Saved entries

┏━━

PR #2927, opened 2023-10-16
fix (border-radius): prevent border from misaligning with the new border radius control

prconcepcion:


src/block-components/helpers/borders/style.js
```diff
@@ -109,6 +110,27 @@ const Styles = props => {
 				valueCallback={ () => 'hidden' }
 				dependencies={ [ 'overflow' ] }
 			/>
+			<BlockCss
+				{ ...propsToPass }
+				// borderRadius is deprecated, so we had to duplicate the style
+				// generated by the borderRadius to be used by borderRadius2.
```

┗━━

### Your goal
The records above should be transcribed in full, with no differences.

### Finished task
PR #2927, opened 2023-10-16
fix (border-radius): prevent border from misaligning with the new border radius control

prconcepcion:


src/block-components/helpers/borders/style.js
```diff
@@ -109,6 +110,27 @@ const Styles = props => {
 				valueCallback={ () => 'hidden' }
 				dependencies={ [ 'overflow' ] }
 			/>
+			<BlockCss
+				{ ...propsToPass }
+				// borderRadius is deprecated, so we had to duplicate the style
+				// generated by the borderRadius to be used by borderRadius2.
```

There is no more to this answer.